── DATA IN THIS EXERCISE ──

PR #3302, opened 2022-08-09
[QA-1990] UI integration test slack notification from circleci

aweng98:
https://broadworkbench.atlassian.net/browse/QA-1990

(For context, this is split from https://github.com/DataBiosphere/terra-ui/pull/3287)

Changes:
- Retreive CircleCI job artifacts
- Process Jest test summary JSON files to retrieve tests information
- Compose and send Slack message when test job is finished
- Provide a way to run JS code in Terminal window so it can be launched in a CircleCI step (not included in this PR)

To test this:

- Set `CIRCLE_BUILD_NUM` and `SLACK_BOT_TOKEN` env variables
- From `integration-tests` dir, cmd to invoke script: `node --require ../.pnp.cjs ./slack/notify-circleci-test-results.js` 

Example: this notification was posted to `dsp-workspaces-test-alerts` today.

Screen Shot 2022-08-09 at 3 14 25 PM

### DIFF
--- a/integration-tests/slack/circleci-utils.js
+++ b/integration-tests/slack/circleci-utils.js
@@ -4,10 +4,10 @@ const { parse } = require('path')
 
 
 /**
- * Fetch CircleCI artifact links to tests summary JSON files (were created in onRunComplete() in jest-reporter.js)
- * @param { string } token
- * @param { string } buildNum
- * @returns { Promise<Array[string]> } URL to tests-summary-[0-9].json
+ * Fetch CircleCI artifact links to tests summary JSON files (created in onRunComplete() in jest-reporter.js)
+ * @param {string} token
+ * @param {string} buildNum
+ * @returns {Promise<Array[string]>} URL to tests-summary-[0-9].json
  */
 const fetchJobArtifacts = async ({ buildNum = process.env.CIRCLE_BUILD_NUM } = {}) => {
   if (!buildNum) {
@@ -30,8 +30,8 @@ const fetchJobArtifacts = async ({ buildNum = process.env.CIRCLE_BUILD_NUM } = {
 
 /**
  *
- * @param { string } aggregatedResults A JSON object
- * @returns { Array[string] }
+ * @param {@link https://github.com/facebook/jest/blob/240587bde5dae1467ced0fdeee2e668e01caf896/packages/jest-test-result/src/types.ts#L77 AggregatedResult} Results from the test run.
+ * @returns {Array[string]}
  */
 const getFailedTestNames = aggregatedResults => {
   return _.flow(
@@ -41,12 +41,11 @@ const getFailedTestNames = aggregatedResults => {
 }
 
 /**
- *
- * @returns { Promise<Array[string]> }
+ * Parse all tests-summary JSON to look for failed test names
+ * @returns {Promise<Array[string]>}
  */
 const getFailedTestNamesFromArtifacts = async () => {
   const tests = []
-  // Parse all tests-summary JSON to look for failed test names
   const urls = await fetchJobArtifacts()
   await Promise.all(_.map(async url => {
     try {
--- a/integration-tests/slack/circleci-utils.js
+++ b/integration-tests/slack/circleci-utils.js
@@ -21,7 +21,7 @@ const fetchJobArtifacts = async ({ buildNum = process.env.CIRCLE_BUILD_NUM } = {
     const response = await fetch(`${apiUrlRoot}/${buildNum}/artifacts`)
     const { items } = await response.json()
     const testSummaryArtifacts = _.filter(_.flow(_.get('path'), _.includes('tests-summary')), items)
-    return _.map(_.get('url'), testSummaryArtifacts)
+    return _.map('url', testSummaryArtifacts)
   } catch (e) {
     console.error(`**  ERROR: Encountered error when getting CircleCI JOB_BUILD_NUM: ${buildNum} artifacts.`, e)
     throw e
@@ -45,20 +45,16 @@ const getFailedTestNames = aggregatedResults => {
  * @returns {Promise<Array[string]>}
  */
 const getFailedTestNamesFromArtifacts = async () => {
-  const tests = []
   const urls = await fetchJobArtifacts()
-  await Promise.all(_.map(async url => {
+  return _.flatten(await Promise.all(_.map(async url => {
     try {
       const response = await fetch(url)
-      const failedTests = getFailedTestNames(await response.json())
-      tests.push(...failedTests)
+      return getFailedTestNames(await response.json())
     } catch (e) {
       console.error(`**  ERROR: Encountered error when getting CircleCI artifacts tests-summary.json: ${url}.`, e)
       throw e
     }
-  }, urls))
-
-  return tests
+  }, urls)))
 }
 
 module.exports = {
--- a/integration-tests/slack/circleci-utils.js
+++ b/integration-tests/slack/circleci-utils.js
@@ -1,0 +1,67 @@
+const _ = require('lodash/fp')
+const fetch = require('node-fetch')
+const { parse } = require('path')
+
+
+/**
+ * Fetch CircleCI artifact links to tests summary JSON files (were created in onRunComplete() in jest-reporter.js)
+ * @param { string } token
+ * @param { string } buildNum
+ * @returns { Promise<Array[string]> } URL to tests-summary-[0-9].json
+ */
+const fetchJobArtifacts = async ({ buildNum = process.env.CIRCLE_BUILD_NUM } = {}) => {
+  if (!buildNum) {
+    throw new Error(`**  ERROR: Missing CircleCI build number. Failed to fetch CircleCI job artifacts.`)
+  }
+
+  // For more arguments and details of the response, see: https://circleci.com/docs/api/v2/index.html#operation/getJobArtifacts
+  const apiUrlRoot = 'https://circleci.com/api/v2/project/github/DataBiosphere/terra-ui'
+  try {
+    // Because terra-ui is a public repository on GitHub, API token is not required. See: https://circleci.com/docs/oss#security
+    const response = await fetch(`${apiUrlRoot}/${buildNum}/artifacts`)
+    const { items } = await response.json()
+    const testSummaryArtifacts = _.filter(_.flow(_.get('path'), _.includes('tests-summary')), items)
+    return _.map(_.get('url'), testSummaryArtifacts)
+  } catch (e) {
+    console.error(`**  ERROR: Encountered error when getting CircleCI JOB_BUILD_NUM: ${buildNum} artifacts.`, e)
+    throw e
+  }
+}
+
+/**
+ *
+ * @param { string } aggregatedResults A JSON object
+ * @returns { Array[string] }
+ */
+const getFailedTestNames = aggregatedResults => {
+  return _.flow(
+    _.filter(testResult => testResult.numFailingTests > 0),
+    _.map(testResult => parse(testResult.testFilePath).name)
+  )(aggregatedResults.testResults)
+}
+
+/**
+ *
+ * @returns { Promise<Array[string]> }
+ */
+const getFailedTestNamesFromArtifacts = async () => {
+  const tests = []
+  // Parse all tests-summary JSON to look for failed test names
+  const urls = await fetchJobArtifacts()
+  await Promise.all(_.map(async url => {
+    try {
+      const response = await fetch(url)
+      const failedTests = getFailedTestNames(await response.json())
+      tests.push(...failedTests)
+    } catch (e) {
+      console.error(`**  ERROR: Encountered error when getting CircleCI artifacts tests-summary.json: ${url}.`, e)
+      throw e
+    }
+  }, urls))
+
+  return tests
+}
+
+module.exports = {
+  getFailedTestNamesFromArtifacts
+}
--- a/integration-tests/slack/notify-circleci-test-results.js
+++ b/integration-tests/slack/notify-circleci-test-results.js
@@ -21,7 +21,6 @@ const getAllSlackChannelsForFailedJob = () => {
   const allChannelsAndTests = new Map()
   _.forEach(item => {
     const channelId = _.get('id', item)
-    // const { tests } = item
     const testNames = _.map(test => test.name, item.tests)
     allChannelsAndTests.set(channelId, testNames)
   }, testsInfo.fail)
@@ -61,7 +60,6 @@ const notifyCircleCITestResults = async () => {
   if (failedTestNames.length === 0) {
     // Slack notification: CircleCI job succeeded
     const channelIDs = getAllSlackChannelsForPassedJob()
-    console.log('channelIDs:', channelIDs)
     const messageBlocks = getMessageBlockTemplate(failedTestNames)
     // Using _.forEach to post same message to each Slack channels separately because a Slack issue: No way to post the same message to multiple channels at once.
     // See: https://github.com/slackapi/bolt-js/issues/696
--- a/integration-tests/slack/notify-circleci-test-results.js
+++ b/integration-tests/slack/notify-circleci-test-results.js
@@ -1,0 +1,71 @@
+const fs = require('fs')
+const _ = require('lodash/fp')
+const { getFailedTestNamesFromArtifacts } = require('./circleci-utils')
+const { getMessageBlockTemplate } = require('./message-templates')
+const { postMessage } = require('./post-message')
+
+
+/**
+ * Get a map object of Slack channel IDs and array of test names for failed tests notification
+ * @param { Array[string] } failedTests
+ * @returns { Map<string, Array[string]> } A map object where key is channel_id, value is test_names array
+ */
+const getFailedTestsAndChannelIDs = failedTests => {
+  const { fail: jsonBlock } = JSON.parse(fs.readFileSync('./slack/slack-notify-channels.json', 'utf8'))
+  const idsAndNames = new Map() // Map<string, Array[string]>
+  _.forEach(item => {
+    const channelId = _.get('id', item)
+    const { tests } = item
+    const testNames = _.map(test => test.name, tests)
+    idsAndNames.set(channelId, testNames)
+  }, jsonBlock)
+
+  const filteredIDsAndNames = new Map() // Map<string, Array[string]>
+  _.forEach(test => {
+    const channelIdsForFailedTest = Array.from(idsAndNames.keys())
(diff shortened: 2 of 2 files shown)


integration-tests/slack/circleci-utils.js
```diff
@@ -0,0 +1,67 @@
...
+    return _.map(_.get('url'), testSummaryArtifacts)
+  } catch (e) {
+    console.error(`**  ERROR: Encountered error when getting CircleCI JOB_BUILD_NUM: ${buildNum} artifacts.`, e)
+    throw e
+  }
+}
+
+/**
+ *
+ * @param { string } aggregatedResults A JSON object
```
nawatts: The documented type ("string") and the description ("A JSON object") conflict. Also, "A JSON object" isn't really helpful. It doesn't give a reader any more information than a correct type annotation would.

integration-tests/slack/circleci-utils.js
```diff
@@ -0,0 +1,67 @@
...
+  )(aggregatedResults.testResults)
+}
+
+/**
+ *
+ * @returns { Promise<Array[string]> }
+ */
+const getFailedTestNamesFromArtifacts = async () => {
+  const tests = []
+  // Parse all tests-summary JSON to look for failed test names
```
nawatts: Since this comment describes the purpose of the function, it would be more useful in the JSDoc comment where it's more easily findable than in the body of the function.

integration-tests/slack/notify-circleci-test-results.js
```diff
@@ -0,0 +1,71 @@
...
+const { postMessage } = require('./post-message')
+
+
+/**
+ * Get a map object of Slack channel IDs and array of test names for failed tests notification
+ * @param { Array[string] } failedTests
+ * @returns { Map<string, Array[string]> } A map object where key is channel_id, value is test_names array
+ */
+const getFailedTestsAndChannelIDs = failedTests => {
+  const { fail: jsonBlock } = JSON.parse(fs.readFileSync('./slack/slack-notify-channels.json', 'utf8'))
```
nawatts: FYI, JSON files can also be loaded using [require](https://nodejs.org/docs/latest-v16.x/api/modules.html#all-together). For a configuration file like this, it might be appropriate to require it once at the top of the file instead of reading it in multiple places.

integration-tests/slack/notify-circleci-test-results.js
```diff
@@ -0,0 +1,71 @@
...
+    const channelIDs = getSlackChannelIDsForPassedTests()
+    const messageBlocks = getMessageBlockTemplate(failedTestNames)
+    // Post same message blocks for all Slack channels
+    _.forEach(async channelId => await postMessage({ channel: channelId, blocks: messageBlocks }), channelIDs)
+    return
+  }
+
+  // Slack notification: CircleCI job failed. Message contains list of failed test names.
+  const channelIDsAndNames = getFailedTestsAndChannelIDs(failedTestNames)
+  // Slack issue: No way to post the same message to multiple channels at once. https://github.com/slackapi/bolt-js/issues/696
```
nawatts: Why is this an issue? It seems like this is just the API that Slack provides. We're not trying to post the same message to multiple channels: the list of tests varies for each channel.

integration-tests/slack/notify-circleci-test-results.js
```diff
@@ -0,0 +1,71 @@
...
+
+  return filteredIDsAndNames
+}
+
+/**
+ * Get array of Slack channel IDs for succeeded job notification
+ * @returns { Array[string] }
+ */
+const getSlackChannelIDsForPassedTests = () => {
+  const { pass: jsonBlock } = JSON.parse(fs.readFileSync('./slack/slack-notify-channels.json', 'utf8'))
```
nawatts: Is there a more descriptive name for this variable?

integration-tests/slack/notify-circleci-test-results.js
```diff
@@ -0,0 +1,71 @@
...
+const { getMessageBlockTemplate } = require('./message-templates')
+const { postMessage } = require('./post-message')
+
+
+/**
+ * Get a map object of Slack channel IDs and array of test names for failed tests notification
+ * @param { Array[string] } failedTests
+ * @returns { Map<string, Array[string]> } A map object where key is channel_id, value is test_names array
+ */
+const getFailedTestsAndChannelIDs = failedTests => {
```
nawatts: Variable names in this function could use some improvement. `jsonBlock`, `idsAndNames`, `filteredIdsAndNames` are all very generic. Are there more descriptive names?

integration-tests/slack/notify-circleci-test-results.js
```diff
@@ -0,0 +1,71 @@
...
+    const channelId = _.get('id', item)
+    const { tests } = item
+    const testNames = _.map(test => test.name, tests)
+    idsAndNames.set(channelId, testNames)
+  }, jsonBlock)
+
+  const filteredIDsAndNames = new Map() // Map<string, Array[string]>
+  _.forEach(test => {
+    const channelIdsForFailedTest = Array.from(idsAndNames.keys())
+      .filter(key => idsAndNames.get(key).includes(test) || idsAndNames.get(key).length === 0)
```
nawatts: Probably worth a comment here explaining the `idsAndNames.get(key).length === 0` case. Something about how no list of tests means notify that channel for any failing test.

integration-tests/slack/notify-circleci-test-results.js
```diff
@@ -0,0 +1,71 @@
...
+    if (channelIdsForFailedTest.length === 0) {
+      throw new Error(`Test: ${test} was not found in slack-notify-channels.json`)
+    }
+    _.forEach(channelId => filteredIDsAndNames.has(channelId) ? filteredIDsAndNames.get(channelId).push(test) : filteredIDsAndNames.set(channelId, new Array(test)),
+      channelIdsForFailedTest
+    )
```
nawatts: This is opinion, but I think the arrow function and ternary suggest that the return value here is important, when really we care about the side effects (updating the map and array with set and push). I'll claim this would be clearer as something like:

```suggestion
    _.forEach(channelId => {
      if (!filteredIDsAndNames.has(channelId)) {
        filteredIDsAndNames.set(channelId, [])
      }
      filteredIDsAndNames.get(channelId).push(test)
    }, channelIdsForFailedTest)
```

nawatts (changes requested):

integration-tests/slack/circleci-utils.js
aweng98: Updated jsDoc with a link to the type definition. Hope it helps.
```
@param {@link https://github.com/facebook/jest/blob/240587bde5dae1467ced0fdeee2e668e01caf896/packages/jest-test-result/src/types.ts#L77 AggregatedResult} aggregatedResults Results from the test run.
```

Screen Shot 2022-08-09 at 4 25 37 PM

integration-tests/slack/circleci-utils.js
aweng98: Yes.

integration-tests/slack/notify-circleci-test-results.js
aweng98: Yes

integration-tests/slack/notify-circleci-test-results.js
aweng98: Yes.

integration-tests/slack/notify-circleci-test-results.js
aweng98: Right. This comment explains why `._forEach` is used to send a message to every channel separately. 
It's valid but I had it at the wrong place (copy/past mistake). It shoud be in `if (failedTestNames.length === 0)` block.

integration-tests/slack/notify-circleci-test-results.js
aweng98: Made an attempt. Please let me know what you think about new changes.

integration-tests/slack/circleci-utils.js
nawatts: Nice. I would have settled for `{Object}`.

integration-tests/slack/notify-circleci-test-results.js
nawatts: Ah, that makes more sense in the success notifications.

integration-tests/slack/notify-circleci-test-results.js
```diff
@@ -0,0 +1,82 @@
...
+
+/**
+ * Get all Slack channel IDs and test names for failed job notification
+ * @returns {Map<string, Array[string]>}
+ */
+const getAllSlackChannelsForFailedJob = () => {
+  const allChannelsAndTests = new Map()
+  _.forEach(item => {
+    const channelId = _.get('id', item)
+    // const { tests } = item
```
nawatts: This can be removed.

integration-tests/slack/notify-circleci-test-results.js
```diff
@@ -0,0 +1,82 @@
...
+const getFailedTestsAndChannelIDs = failedTests => {
+  const allChannelsAndTests = getAllSlackChannelsForFailedJob()
+
+  const filteredIncludeOnlyFailedTests = new Map() // Map<string, Array[string]>
+  _.forEach(test => {
+    const channelIdsForFailedTest = Array.from(allChannelsAndTests.keys())
+      .filter(key => allChannelsAndTests.get(key).includes(test) || allChannelsAndTests.get(key).length === 0) // A channel without a list of tests means notify that channel for any failing test
+    if (channelIdsForFailedTest.length === 0) {
+      throw new Error(`Test: ${test} was not found in slack-notify-channels.json`)
+    }
```
nawatts: Since the current configuration always notifies the dsde-qa channel for any failing test, will this condition ever be true?

integration-tests/slack/notify-circleci-test-results.js
```diff
@@ -0,0 +1,82 @@
...
+}
+
+// Post CircleCI UI test report to Slack channels
+const notifyCircleCITestResults = async () => {
+  const failedTestNames = await getFailedTestNamesFromArtifacts()
+
+  if (failedTestNames.length === 0) {
+    // Slack notification: CircleCI job succeeded
+    const channelIDs = getAllSlackChannelsForPassedJob()
+    console.log('channelIDs:', channelIDs)
```
nawatts: Is this needed? It looks like it's maybe left over from development.

nawatts (approved):

integration-tests/slack/notify-circleci-test-results.js
aweng98: Done.

integration-tests/slack/notify-circleci-test-results.js
aweng98: Ah, I think we still need it. This check is good for ensuring JSON should also be updated when someone rename or add new test.
For example, Workspace team added a new test. No update to `slack-notify-channels.json`. When this test fails in future, `#dsde-qa` is the only channel that will receive Slack notification. Team that owns this test will never know until manually be told or update JSON in new PR.

integration-tests/slack/notify-circleci-test-results.js
aweng98: No.

integration-tests/slack/notify-circleci-test-results.js
aweng98: Oops, I'll check on this. You may be right about condition is never true.

aweng98: I just had an idea. I will remove this check now and create a new PR to add a func that checks whether failed test is in json or not.

nawatts: Sounds good. If we want to require all tests be configured to notify a specific Slack channel, it would be nice if that check happened before integration tests ran.

aweng98:
@breilly2 @cahrens Hi, can you take a look? I need two approvals. thank you.

cahrens:
I'm deferring to @breilly2 as the assigned reviewer (I'm in the midst of other reviews).

integration-tests/slack/circleci-utils.js
```diff
@@ -0,0 +1,66 @@
...
+  }
+
+  // For more arguments and details of the response, see: https://circleci.com/docs/api/v2/index.html#operation/getJobArtifacts
+  const apiUrlRoot = 'https://circleci.com/api/v2/project/github/DataBiosphere/terra-ui'
+  try {
+    // Because terra-ui is a public repository on GitHub, API token is not required. See: https://circleci.com/docs/oss#security
+    const response = await fetch(`${apiUrlRoot}/${buildNum}/artifacts`)
+    const { items } = await response.json()
+    const testSummaryArtifacts = _.filter(_.flow(_.get('path'), _.includes('tests-summary')), items)
+    return _.map(_.get('url'), testSummaryArtifacts)
```
breilly2: Nit: FYI, [`_.map`](https://lodash.com/docs/4.17.15#map) supports a `_.property` shorthand, so you can simply do:
```suggestion
    return _.map('url', testSummaryArtifacts)
```
(Note: this is from memory and reading the docs; I didn't actually test this suggestion)

integration-tests/slack/circleci-utils.js
```diff
@@ -0,0 +1,66 @@
...
+  await Promise.all(_.map(async url => {
+    try {
+      const response = await fetch(url)
+      const failedTests = getFailedTestNames(await response.json())
+      tests.push(...failedTests)
+    } catch (e) {
+      console.error(`**  ERROR: Encountered error when getting CircleCI artifacts tests-summary.json: ${url}.`, e)
+      throw e
+    }
+  }, urls))
```
breilly2: Nit:
```suggestion
  const urls = await fetchJobArtifacts()
  const tests = _.flatten(await Promise.all(_.map(async url => {
    try {
      const response = await fetch(url)
      return getFailedTestNames(await response.json())
    } catch (e) {
      console.error(`**  ERROR: Encountered error when getting CircleCI artifacts tests-summary.json: ${url}.`, e)
      throw e
    }
  }, urls)))
```
Again, I didn't test this, but something like this should work if you want to do this in a functional way that avoids mutable data structures.

integration-tests/slack/notify-circleci-test-results.js
```diff
@@ -0,0 +1,77 @@
...
+const { postMessage } = require('./post-message')
+const testsInfo = require('./slack-notify-channels.json')
+
+
+/**
+ * Get array of Slack channel IDs for succeeded job notification
+ * @returns {Array[string]}
+ */
+const getAllSlackChannelsForPassedJob = () => {
+  return _.map(_.get('id'), testsInfo.pass)
```
breilly2: Nit: Again, I think this shorthand will work.
```suggestion
  return _.map('id', testsInfo.pass)
```

integration-tests/slack/notify-circleci-test-results.js
```diff
@@ -0,0 +1,77 @@
...
+ * @returns {Map<string, Array[string]>}
+ */
+const getAllSlackChannelsForFailedJob = () => {
+  const allChannelsAndTests = new Map()
+  _.forEach(item => {
+    const channelId = _.get('id', item)
+    const testNames = _.map(test => test.name, item.tests)
+    allChannelsAndTests.set(channelId, testNames)
+  }, testsInfo.fail)
+  return allChannelsAndTests
```
breilly2, line 27: Nit: this could probably also be written something like:
```suggestion
  return _.fromPairs(_.map(item => [item.id, _.map('name', item.tests)], testsInfo.fail))
```

integration-tests/slack/notify-circleci-test-results.js
```diff
@@ -0,0 +1,77 @@
...
+
+/**
+ * Get a map object of Slack channel IDs and array of test names for failed tests notification
+ * @param {Array[string]} failedTests
+ * @returns {Map<string, Array[string]>} A map object where key is channel_id, value is test_names array
+ */
+const getFailedTestsAndChannelIDs = failedTests => {
+  const allChannelsAndTests = getAllSlackChannelsForFailedJob()
+
+  const filteredIncludeOnlyFailedTests = new Map() // Map<string, Array[string]>
```
breilly2, line 38: Nit: I leave this one as an exercise to the reader. :)
In general, `_.forEach` is fine if you want some side effect. If instead you have a list of things that you want to transform into a list of other things, `_.map` is a more self-documenting choice.

integration-tests/slack/notify-circleci-test-results.js
```diff
@@ -0,0 +1,77 @@
...
+const notifyCircleCITestResults = async () => {
+  const failedTestNames = await getFailedTestNamesFromArtifacts()
+
+  if (failedTestNames.length === 0) {
+    // Slack notification: CircleCI job succeeded
+    const channelIDs = getAllSlackChannelsForPassedJob()
+    const messageBlocks = getMessageBlockTemplate(failedTestNames)
+    // Using _.forEach to post same message to each Slack channels separately because a Slack issue: No way to post the same message to multiple channels at once.
+    // See: https://github.com/slackapi/bolt-js/issues/696
+    _.forEach(async channelId => await postMessage({ channel: channelId, blocks: messageBlocks }), channelIDs)
```
breilly2: Here (and below) is a perfect example to support my other comment. Here `_.forEach` is appropriate[*] because you want a set of side-effects for each item in the list.

[*] One could argue that `await Promise.all(_.map(async channelId => ...))` would be better because the order of execution of the side-effects doesn't matter.

breilly2 (approved):
👍 This all looks fine to me. I made various suggestions about making the code style more functional than imperative, but:

1. I didn't test any of my code suggestions, and therefore it's possible that there are specific reasons why my suggestions aren't appropriate because of some detail that I missed.
2. None of this is critical to my approval of the code.

Also, please accept my apology for the review delay. I've had more distractions than I expected to the past few days.

integration-tests/slack/circleci-utils.js
aweng98: I had no idea. Suggested code works!

integration-tests/slack/notify-circleci-test-results.js
aweng98: Done.

integration-tests/slack/circleci-utils.js
aweng98: Good stuff!

integration-tests/slack/notify-circleci-test-results.js
aweng98: Unchanged after tested this because it returns a Dictionary instead of a Map object.

aweng98 (commented):
thank you.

───

* **YOUR GOAL**: Without changing anything, quote the lines from the top of the data to the line that contains "- Retreive CircleCI job artifacts", including that line.

* **TASK ANSWER**:
PR #3302, opened 2022-08-09
[QA-1990] UI integration test slack notification from circleci

aweng98:
https://broadworkbench.atlassian.net/browse/QA-1990

(For context, this is split from https://github.com/DataBiosphere/terra-ui/pull/3287)

Changes:
- Retreive CircleCI job artifacts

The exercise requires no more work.